When the memory request addresses have been calculated in the AGU of K8 processor, all load and store operations are sent to LSU (Load/Store Unit). LSU contains two queues: LS1 and LS2. At first, load and store operations get into LS1 queue 12 elements deep. At two operations per clock speed, LS1 queue issues requests to L1 cache memory in order determined by the program code. In case of a cache-miss, operations are placed into the LS2 queue 32 elements deep. This is where the requests to L2 cache memory and RAM come from.
The LSU of the K10 processor has been modified. Now LS1 queue receives only load operations, while store operations are sent to LS2 queue. Load operations from LS1 can be executed in an out-of-order manner taking into account addresses of store operations in LS2. As we have already mentioned above, K10 processes 128-bit store operations as two 64-bit ones that is why they take two positions each in the LS2 queue.
L1 cache in K8 and K10 processors is separated: 64KB for instructions (L1I) and data (L1D). Each cache is 2-way set associative; the line length is 64 bytes. This low associativity may result into frequent conflicts between the lines aiming at the same sets, which in its turn may increase the number of cache-misses and negatively affect the performance. Low associativity is often compensated by the rather large size of L1 cache. A significant advantage of L1D is the two ports: it can process two read and/or write instructions per clock in any combination.
Unfortunately, L1 cache of K10 processor still has the same size and associativity. The only noticeable improvement is the read bus width increase. As we have said in the previous chapter, now the CPU can perform two 128-bit reads every clock cycle, which makes it much more efficient during SSE-data processing in local memory.
Each core of the dual-core and quad-core K8 and K10 processors has its own individual L2 cache. The L2 cache in K10 remained the same: 512KB per core with associativity of 16. Exclusive L2 caches have their pros and cons compared with the shared L2 cache in Core 2 CPUs. Among the advantages, certainly are the absence of conflicts and competition for the cache when several processor cores are heavily loaded at the same time. As for the drawbacks, there is less cache available for each core when there is only one applications running full throttle.

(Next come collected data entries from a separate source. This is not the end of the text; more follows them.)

PR #3006, opened 2022-02-04
Docs: Add License Notice

alexfornuto:
## Summary

This PR overrides the PageEdit component from the default theme, so that we can add in our license disclaimer.

Input welcome on how to best style the changes.

## Related issues

Resolves https://github.com/pomerium/docs/issues/59

## Checklist

- [ ] updated docs
- [ ] updated unit tests
- [ ] updated UPGRADING.md
- [ ] ready for review

### DIFF
--- a/docs/.vuepress/theme/components/PageEdit.vue
+++ b/docs/.vuepress/theme/components/PageEdit.vue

L2 cache is exclusive: the data stored in L1 and L2 caches do not duplicate. L1 and L2 caches exchange data along two unidirectional buses: one serves to receive data and another one – to send data. In K8 processor each bus is 64bit (8 bytes) wide (Pic.5a). This organization provides the data delivery rate to L2 cache at the modest 8 bytes/clock speed. In other words, it will take 8 clock cycles to transfer a 64-bit line, so the data delivery to the core will be delayed noticeably, especially if two or more lines of the L2 cache are addressed at the same time.

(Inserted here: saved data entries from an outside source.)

PR #3025, opened 2022-02-09
sessions: remove unused session state properties

calebdoxsey:
## Summary
Remove the following properties from the `sessions.State` object:

* `Issuer`
* `Subject`
* `Audience`
* `IssuedAt`
* `OID`

The properties are stored in `session.Session` object in the databroker so are redundant and unneeded. They were only being used to create the initial `session.Session` object, which will now be created via the decoded ID token. I also ported over the logic to handle `oid`, which I believe is only used by Azure.

This is in preparation for multi-user sessions.

## Related issues
- https://github.com/pomerium/internal/issues/762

Although it hasn’t been confirmed yet, the send and receive buses in K10 processor will become twice as wide, i.e. 128bit each (Pic.5b). It should reduce the cache access latency significantly when two or more lines are requested at the same time.
To make up for the relatively small L2 cache, K10 acquired a shared between all cores 2MB L3 cache with associativity of 32. L3 cache is adaptive and exclusive: it stores all data evicted from L2 caches of all cores as well as the data shared by several cores. When the core issues a line read request, a special check is performed. If the line is only used by one core, it is removed from L3 freeing room for the line that is evicted from L2 cache of the requesting core. If the requested line is also used by another core, it remains in the cache. However, in order to accommodate the line evicted from L2 cache, another – older – line will be removed in this case.

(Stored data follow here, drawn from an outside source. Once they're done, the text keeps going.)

PR #3030, opened 2022-02-09
authenticate: support for per-route client id and client secret

calebdoxsey:
## Summary
Add two new options to a route: `idp_client_id` and `idp_client_secret`. When set these options will override the global client id and client secret for the route. This is implemented by passing a new query string parameter `pomerium_idp_id` which the authenticate service references to discover which provider settings to use for authentication.

Once login is complete a separate session is created for the route, so the session state also stores which `idp_id` its associated with.

This seems to work when I tested it locally.

## Related issues
- https://github.com/pomerium/internal/issues/762

## Checklist
- [ ] updated docs
- [x] updated unit tests
- [ ] updated UPGRADING.md
- [x] ready for review


config/policy.go
```diff
@@ -162,6 +162,11 @@ type Policy struct {
 	// SetResponseHeaders sets response headers.
 	SetResponseHeaders map[string]string `mapstructure:"set_response_headers" yaml:"set_response_headers,omitempty"`
 
+	// IDPClientID is the client id used for the identity provider.
+	IDPClientID string `mapstructure:"idp_client_id" yaml:"idp_client_id,omitempty"`
```
desimone, line 166: Flagging @alexfornuto for docs requirement.

pkg/grpc/identity/identity.go
```diff
@@ -0,0 +1,27 @@
...
+
+	"github.com/pomerium/pomerium/pkg/encoding/base58"
+)
+
+// Clone clones the Provider.
+func (x *Provider) Clone() *Provider {
+	return proto.Clone(x).(*Provider)
+}
+
+// Hash computes a sha256 hash of the provider's fields. It excludes the Id field.
```
desimone, line 17: Why is it important to exclude the Id field?

internal/sessions/state.go
```diff
@@ -15,34 +15,6 @@ var ErrMissingID = errors.New("invalid session: missing id")
 // timeNow is time.Now but pulled out as a variable for tests.
 var timeNow = time.Now
 
-// Version represents "ver" field in JWT public claims.
-//
-// The field is not specified by RFC 7519, so providers can
-// return either string or number (like okta).
-type Version string
```
desimone, line 22: I guess this was not being used anymore?

authenticate/authenticate.go
```diff
@@ -28,15 +25,6 @@ func ValidateOptions(o *config.Options) error {
 	if _, err := cryptutil.NewAEADCipherFromBase64(o.CookieSecret); err != nil {
 		return fmt.Errorf("authenticate: 'COOKIE_SECRET' invalid %w", err)
 	}
-	if o.Provider == "" {
```
desimone, line 31: To confirm, this means that the authenticate service can now run without a global idp credential set, right?

desimone: Yeah -- it appears so. This get's wonky fast, but I don't think it breaks anything. For example, I could have a configuration like follows. 

```yaml
idp_provider: google
#notice, no other client idp configuration details for global?

policy:
    to: https://httpbin.org
    idp_client_id: bar.apps.googleusercontent.com
    idp_client_secret: foo
    pass_identity_headers: true
    allowed_users:
      - bdd@pomerium.com
      - bobbydesimone@gmail.com
  - from: https://httpbin2.localhost.pomerium.io
    to: https://httpbin.org
    pass_identity_headers: true
    allowed_users:
      - bdd@pomerium.com
      - bobbydesimone@gmail.com
```

httpbin works but httpbin2 hits a redirect flow error. I'm not sure this is worth guarding against. 

Screen Shot 2022-02-09 at 4 18 32 PM

desimone (changes requested):
Needs docs updates, but otherwise LGTM. I tested on Google and Okta.

desimone:
I'm getting a peculiar refresh error now. It looks like my session is not being refreshed, but the session is not actually being deleted despite the errors.

It looks like the initial call is missing the user key?

https://gist.github.com/desimone/27b7c751bd855817e79f61c3750dd82f#file-pr303-json-L4

pkg/grpc/identity/identity.go
calebdoxsey: Because the ID is the hash. If it were included re-computing the Hash would result in the ID changing every time.

config/policy.go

L3 cache should help speed up the data transfer rate between the cores. As we have already found out, contemporary Athlon 64 processors exchange data between the cores via the memory bus. As a result, access to shared modified data occurs much slower. According to AMD’s materials, quad-core K10 processors may exchange data via L3 cache. Once the request from one of the cores arrives, the core that has the modified data copies them to L3 cache, where the requesting core can read them from. The access time to modified data in the other core’s cache should become much shorter. When we get a chance, we will certainly check it out.
Pic.6: Data transfer between the cores in K10 processors.
L3 cache latency will evidently be higher than L2 cache latency. However, AMD materials suggest that the latency will vary adaptively depending on the workload. If the workload isn’t too heavy, latency will improve, and under heavy workload the bandwidth will rise. We still have to check what really stands behind this.